* **EXERCISE DETAILS**: Reprint all entries without any alteration.
[[ DATA SUPPLIED, beginning ]]
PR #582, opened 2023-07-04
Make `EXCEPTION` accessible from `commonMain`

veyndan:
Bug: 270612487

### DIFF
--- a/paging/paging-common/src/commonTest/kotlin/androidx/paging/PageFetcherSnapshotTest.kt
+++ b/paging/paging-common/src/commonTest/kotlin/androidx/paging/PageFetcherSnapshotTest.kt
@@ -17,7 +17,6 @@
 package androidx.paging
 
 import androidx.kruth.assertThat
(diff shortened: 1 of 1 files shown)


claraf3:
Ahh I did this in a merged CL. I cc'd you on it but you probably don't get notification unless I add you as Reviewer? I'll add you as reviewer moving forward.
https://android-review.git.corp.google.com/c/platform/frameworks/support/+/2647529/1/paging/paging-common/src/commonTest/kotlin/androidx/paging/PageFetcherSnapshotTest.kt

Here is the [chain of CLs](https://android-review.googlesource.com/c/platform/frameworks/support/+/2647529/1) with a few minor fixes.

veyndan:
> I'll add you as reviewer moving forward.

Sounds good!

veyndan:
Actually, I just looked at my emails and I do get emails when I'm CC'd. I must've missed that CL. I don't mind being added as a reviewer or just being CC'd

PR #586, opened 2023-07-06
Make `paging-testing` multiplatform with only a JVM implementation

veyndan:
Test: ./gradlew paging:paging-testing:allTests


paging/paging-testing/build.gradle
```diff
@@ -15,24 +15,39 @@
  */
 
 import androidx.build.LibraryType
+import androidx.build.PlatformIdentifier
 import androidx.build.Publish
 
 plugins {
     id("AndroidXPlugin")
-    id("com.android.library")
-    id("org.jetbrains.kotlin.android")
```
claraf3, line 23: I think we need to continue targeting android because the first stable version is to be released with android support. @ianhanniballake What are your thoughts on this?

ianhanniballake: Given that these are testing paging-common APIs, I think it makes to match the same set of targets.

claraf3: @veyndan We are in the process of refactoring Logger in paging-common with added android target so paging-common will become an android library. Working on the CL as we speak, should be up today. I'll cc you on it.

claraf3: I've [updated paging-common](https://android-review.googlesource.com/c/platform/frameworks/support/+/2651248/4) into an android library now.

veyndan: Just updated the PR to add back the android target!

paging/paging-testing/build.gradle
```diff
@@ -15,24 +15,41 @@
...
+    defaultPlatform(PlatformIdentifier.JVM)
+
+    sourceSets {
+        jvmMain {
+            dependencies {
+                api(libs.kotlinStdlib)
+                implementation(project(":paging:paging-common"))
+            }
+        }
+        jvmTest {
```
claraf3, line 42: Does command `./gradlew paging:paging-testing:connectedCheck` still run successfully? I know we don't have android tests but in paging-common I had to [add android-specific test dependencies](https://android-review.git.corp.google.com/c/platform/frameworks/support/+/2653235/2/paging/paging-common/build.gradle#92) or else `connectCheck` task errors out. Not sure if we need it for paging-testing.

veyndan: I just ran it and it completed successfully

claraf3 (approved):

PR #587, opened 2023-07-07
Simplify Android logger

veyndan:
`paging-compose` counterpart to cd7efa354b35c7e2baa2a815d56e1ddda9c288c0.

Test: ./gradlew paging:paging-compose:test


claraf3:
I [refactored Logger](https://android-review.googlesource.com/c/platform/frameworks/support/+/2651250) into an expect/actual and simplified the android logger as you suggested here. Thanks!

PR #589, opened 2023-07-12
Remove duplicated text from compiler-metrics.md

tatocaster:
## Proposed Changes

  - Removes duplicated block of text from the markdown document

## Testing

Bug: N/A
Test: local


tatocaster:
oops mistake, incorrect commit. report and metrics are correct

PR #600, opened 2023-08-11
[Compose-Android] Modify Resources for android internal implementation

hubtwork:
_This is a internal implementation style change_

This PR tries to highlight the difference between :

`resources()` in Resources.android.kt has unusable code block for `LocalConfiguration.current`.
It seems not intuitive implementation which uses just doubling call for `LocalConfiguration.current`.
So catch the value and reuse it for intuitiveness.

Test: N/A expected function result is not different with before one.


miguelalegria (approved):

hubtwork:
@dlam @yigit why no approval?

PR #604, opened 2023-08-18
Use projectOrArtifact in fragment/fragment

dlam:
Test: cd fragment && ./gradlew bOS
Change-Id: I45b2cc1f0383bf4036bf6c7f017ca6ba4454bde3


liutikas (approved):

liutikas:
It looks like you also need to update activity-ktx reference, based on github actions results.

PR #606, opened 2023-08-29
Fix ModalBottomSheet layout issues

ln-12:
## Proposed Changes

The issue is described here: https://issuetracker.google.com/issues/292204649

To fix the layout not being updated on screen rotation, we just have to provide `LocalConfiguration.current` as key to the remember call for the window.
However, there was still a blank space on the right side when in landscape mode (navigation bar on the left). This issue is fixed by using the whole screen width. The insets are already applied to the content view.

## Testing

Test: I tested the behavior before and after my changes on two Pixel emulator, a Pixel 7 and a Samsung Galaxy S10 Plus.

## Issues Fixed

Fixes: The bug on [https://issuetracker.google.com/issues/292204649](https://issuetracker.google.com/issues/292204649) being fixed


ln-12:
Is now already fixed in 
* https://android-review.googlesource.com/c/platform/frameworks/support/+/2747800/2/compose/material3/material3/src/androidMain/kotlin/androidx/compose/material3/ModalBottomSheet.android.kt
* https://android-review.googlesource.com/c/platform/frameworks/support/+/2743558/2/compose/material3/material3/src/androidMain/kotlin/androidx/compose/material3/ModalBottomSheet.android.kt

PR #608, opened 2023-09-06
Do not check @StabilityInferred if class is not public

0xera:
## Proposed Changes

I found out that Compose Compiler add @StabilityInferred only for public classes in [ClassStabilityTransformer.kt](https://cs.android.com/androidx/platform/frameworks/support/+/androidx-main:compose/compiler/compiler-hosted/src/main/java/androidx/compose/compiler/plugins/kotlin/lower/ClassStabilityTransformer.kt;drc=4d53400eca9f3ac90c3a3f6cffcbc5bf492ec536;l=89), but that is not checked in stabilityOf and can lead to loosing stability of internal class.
[[ DATA SUPPLIED, end ]]
* **TASK RESULT**:
PR #582, opened 2023-07-04
Make `EXCEPTION` accessible from `commonMain`

veyndan:
Bug: 270612487

### DIFF
--- a/paging/paging-common/src/commonTest/kotlin/androidx/paging/PageFetcherSnapshotTest.kt
+++ b/paging/paging-common/src/commonTest/kotlin/androidx/paging/PageFetcherSnapshotTest.kt
@@ -17,7 +17,6 @@
 package androidx.paging
 
 import androidx.kruth.assertThat
(diff shortened: 1 of 1 files shown)


claraf3:
Ahh I did this in a merged CL. I cc'd you on it but you probably don't get notification unless I add you as Reviewer? I'll add you as reviewer moving forward.
https://android-review.git.corp.google.com/c/platform/frameworks/support/+/2647529/1/paging/paging-common/src/commonTest/kotlin/androidx/paging/PageFetcherSnapshotTest.kt

Here is the [chain of CLs](https://android-review.googlesource.com/c/platform/frameworks/support/+/2647529/1) with a few minor fixes.

veyndan:
> I'll add you as reviewer moving forward.

Sounds good!

veyndan:
Actually, I just looked at my emails and I do get emails when I'm CC'd. I must've missed that CL. I don't mind being added as a reviewer or just being CC'd

PR #586, opened 2023-07-06
Make `paging-testing` multiplatform with only a JVM implementation

veyndan:
Test: ./gradlew paging:paging-testing:allTests


paging/paging-testing/build.gradle
```diff
@@ -15,24 +15,39 @@
  */
 
 import androidx.build.LibraryType
+import androidx.build.PlatformIdentifier
 import androidx.build.Publish
 
 plugins {
     id("AndroidXPlugin")
-    id("com.android.library")
-    id("org.jetbrains.kotlin.android")
```
claraf3, line 23: I think we need to continue targeting android because the first stable version is to be released with android support. @ianhanniballake What are your thoughts on this?

ianhanniballake: Given that these are testing paging-common APIs, I think it makes to match the same set of targets.

claraf3: @veyndan We are in the process of refactoring Logger in paging-common with added android target so paging-common will become an android library. Working on the CL as we speak, should be up today. I'll cc you on it.

claraf3: I've [updated paging-common](https://android-review.googlesource.com/c/platform/frameworks/support/+/2651248/4) into an android library now.

veyndan: Just updated the PR to add back the android target!

paging/paging-testing/build.gradle
```diff
@@ -15,24 +15,41 @@
...
+    defaultPlatform(PlatformIdentifier.JVM)
+
+    sourceSets {
+        jvmMain {
+            dependencies {
+                api(libs.kotlinStdlib)
+                implementation(project(":paging:paging-common"))
+            }
+        }
+        jvmTest {
```
claraf3, line 42: Does command `./gradlew paging:paging-testing:connectedCheck` still run successfully? I know we don't have android tests but in paging-common I had to [add android-specific test dependencies](https://android-review.git.corp.google.com/c/platform/frameworks/support/+/2653235/2/paging/paging-common/build.gradle#92) or else `connectCheck` task errors out. Not sure if we need it for paging-testing.

veyndan: I just ran it and it completed successfully

claraf3 (approved):

PR #587, opened 2023-07-07
Simplify Android logger

veyndan:
`paging-compose` counterpart to cd7efa354b35c7e2baa2a815d56e1ddda9c288c0.

Test: ./gradlew paging:paging-compose:test


claraf3:
I [refactored Logger](https://android-review.googlesource.com/c/platform/frameworks/support/+/2651250) into an expect/actual and simplified the android logger as you suggested here. Thanks!

PR #589, opened 2023-07-12
Remove duplicated text from compiler-metrics.md

tatocaster:
## Proposed Changes

  - Removes duplicated block of text from the markdown document

## Testing

Bug: N/A
Test: local


tatocaster:
oops mistake, incorrect commit. report and metrics are correct

PR #600, opened 2023-08-11
[Compose-Android] Modify Resources for android internal implementation

hubtwork:
_This is a internal implementation style change_

This PR tries to highlight the difference between :

`resources()` in Resources.android.kt has unusable code block for `LocalConfiguration.current`.
It seems not intuitive implementation which uses just doubling call for `LocalConfiguration.current`.
So catch the value and reuse it for intuitiveness.

Test: N/A expected function result is not different with before one.


miguelalegria (approved):

hubtwork:
@dlam @yigit why no approval?

PR #604, opened 2023-08-18
Use projectOrArtifact in fragment/fragment

dlam:
Test: cd fragment && ./gradlew bOS
Change-Id: I45b2cc1f0383bf4036bf6c7f017ca6ba4454bde3


liutikas (approved):

liutikas:
It looks like you also need to update activity-ktx reference, based on github actions results.

PR #606, opened 2023-08-29
Fix ModalBottomSheet layout issues

ln-12:
## Proposed Changes

The issue is described here: https://issuetracker.google.com/issues/292204649

To fix the layout not being updated on screen rotation, we just have to provide `LocalConfiguration.current` as key to the remember call for the window.
However, there was still a blank space on the right side when in landscape mode (navigation bar on the left). This issue is fixed by using the whole screen width. The insets are already applied to the content view.

## Testing

Test: I tested the behavior before and after my changes on two Pixel emulator, a Pixel 7 and a Samsung Galaxy S10 Plus.

## Issues Fixed

Fixes: The bug on [https://issuetracker.google.com/issues/292204649](https://issuetracker.google.com/issues/292204649) being fixed


ln-12:
Is now already fixed in 
* https://android-review.googlesource.com/c/platform/frameworks/support/+/2747800/2/compose/material3/material3/src/androidMain/kotlin/androidx/compose/material3/ModalBottomSheet.android.kt
* https://android-review.googlesource.com/c/platform/frameworks/support/+/2743558/2/compose/material3/material3/src/androidMain/kotlin/androidx/compose/material3/ModalBottomSheet.android.kt

PR #608, opened 2023-09-06
Do not check @StabilityInferred if class is not public

0xera:
## Proposed Changes

I found out that Compose Compiler add @StabilityInferred only for public classes in [ClassStabilityTransformer.kt](https://cs.android.com/androidx/platform/frameworks/support/+/androidx-main:compose/compiler/compiler-hosted/src/main/java/androidx/compose/compiler/plugins/kotlin/lower/ClassStabilityTransformer.kt;drc=4d53400eca9f3ac90c3a3f6cffcbc5bf492ec536;l=89), but that is not checked in stabilityOf and can lead to loosing stability of internal class.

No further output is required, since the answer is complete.